There is a special role to the denial of fundamental grievances by each side against the other. There are reports of distribution of Holocaust denial literature during pro-Palestinian conferences at American universities.
And embattled Israeli historian Ilan Pappe says Israel’s government, through the ministry of education, has begun “the systematic removal of any textbook or school syllabus that refers to the Nakba [the ‘catastrophe’ that befell Palestinians in 1948] even marginally. Similar instructions have been given to the public broadcasting authorities.”
The arrows criss-cross not just in the form of hate, but as a sort of second-order hate, in which people accuse each other of hating. Harvard president Lawrence Summers has charged U.S. professors and students with being “anti-Semitic in their effect, if not their intent,” for criticizing Israel and asking universities to withdraw investments there. For those whom he was referring to, many of them Jews, I imagine being called anti-Semitic is far more hurtful — and intimidating — than being called “kikes”.
The presence of anti-Semitism in the Mideast is itself a little disorienting, since in its past forms it always involved a one-sided persecution of Jews. In this case, anti-Semitism is involved, but the situation is far more mutual, like the symmetries of hate in Eastern Europe and elsewhere. We are dealing, in other words, with something less on the model of the rise of Nazi Germany, despite the element of anti-Semitism, than of the disintegration of the former Yugoslavia.
Armenia, Armenia: For a sombre source of limited hope, let me turn to the case of the Armenian genocide, nearly a century ago, when perhaps a million and a half Armenians were slaughtered, some directly and others starved, by Turkish authorities, and another half a million exiled.
And still today their descendants seek not revenge but simple recognition of the event. The Armenian National Committees of Canada and Toronto recently published a pamphlet saying they do “not bear any animosity toward the Canadian Turkish community. On the contrary” — they are motivated by the desire not to allow “Hitler’s contemptuous remark, ‘Who remembers nowadays the Armenians?’to haunt us forever.”

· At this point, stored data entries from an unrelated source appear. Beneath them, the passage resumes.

PR #2016, opened 2019-12-30
Added Dutch translation

Vistaus:
:-)

### DIFF
--- a/app/src/main/res/values-nl/strings.xml
+++ b/app/src/main/res/values-nl/strings.xml
@@ -1,0 +1,1029 @@
+<resources>
+    <string name="checked_in">Ingecheckt</string>
+    <string name="checked_out">Uitgecheckt</string>
+    <string name="check_in">Inchecken</string>
+    <string name="event_title">Naam van evenement</string>
+    <string name="tickets_sold">Aantal verkochte tickets</string>
+    <string name="to"> Aan </string>
+    <string name="comma"> , </string>
+    <string name="divide">/</string>
+    <string name="attendance">Aanwezigheid</string>
+    <string name="scan_qr_code">QR-code scannen</string>
+    <string name="first_name">Voornaam (optioneel)</string>
+    <string name="last_name">Achternaam (optioneel)</string>
+    <string name="email">E-mailadres</string>
+    <string name="edit_profile">Profiel aanpassen</string>
+    <string name="update">Bijwerken</string>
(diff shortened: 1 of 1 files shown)


app/src/main/res/values-nl/strings.xml
```diff
@@ -0,0 +1,1029 @@
...
+    <string name="developers">Ontwikkelaars</string>
+    <string name="github_repo_link">https://github.com/fossAzië/open-event-organizer-android</string>
+    <string name="github_developers_link">https://github.com/fossAzië/open-event-organizer-android/graphs/contributors</string>
+    <string name="third_party_licenses">Gebruikte externe bibliotheken</string>
+
+    <string-array name="timezones">
+        <item>Afrika/Abidjan</item>
+        <item>Afrika/Accra</item>
+        <item>Afrika/Addis_Abbeba</item>
+        <item>Afrika/Algerije</item>
```
iamareebjamal: This should not be translated

Vistaus: Why not? Quite a few of them have different names in Dutch, so...

iamareebjamal: Because they're standard timezone names regardless of the language

Vistaus: Hmm, with other projects, this is not an issue. But fair enough, I'll change it back then :)

Vistaus: Done!

iamareebjamal: Other projects like? AFAIK, you can't just send any translation of a timezone name to a date API, it won't understand it. I wished this was in code and not in strings or at least translatable="false" was set on it

iamareebjamal: BRW, the build is failing after the addition of changes

Vistaus: Why is it failing still?

iamareebjamal: You can know by clicking on details

Vistaus: It doesn't tell me anything useful. Seems like a few tests and stuff are failing, so that's something for the dev team to look at.

iamareebjamal: Not really, build fails after these changes

Vistaus: But why? I changed the timezone list back...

Most Canadian Armenians seem haunted in this way. Atom Egoyan’s new film is on the subject, as was Elia Kazan’s America, America forty years ago. I knew Jerry Tutunjian slightly as editor of the Canadian Automotive Association’s breezy travel magazine, until I started getting mail from him in this cause. Or Zere Ouzounian, a mild, cultivated man (who does root canals all day, every day) and works part of each year in his homeland as his contribution.
They bear this burden quietly, seeking mainly, as a motion passed in the Senate only this year says, that the government of Canada (along with the rest of the world) “recognize the genocide of the Armenians and . . . condemn any attempt to deny or distort” it.
What an odd human need: to force simple acknowledgment of a grievance, as opposed to righting it or avenging it. People often say to someone they are in conflict with that they would just like to put it behind them and move on. The trouble is, it is usually impossible to put something behind you until you have acknowledged that it is there in front of you. Then, amazingly, at least sometimes, you can move on.
The mighty U.S. war machine: At a press conference, U.S. Defence Secretary Donald Rumsfeld was asked about the idea that Osama bin Laden might welcome a U.S. attack on Iraq. He did one of his takes and asked, more or less, What idea?
The reporter said he’d seen a cartoon in which Osama is the only one to raise his hand in favour of a U.S. war on Saddam Hussein. Instead of dis(mis)sing the source as lightweight, Donald Rumsfeld appeared to ponder it, then said something like, well, he could picture a cartoon showing the opposite. It made you wonder how much thought they give their wars. Or maybe the notion of cartoon characters fits right in.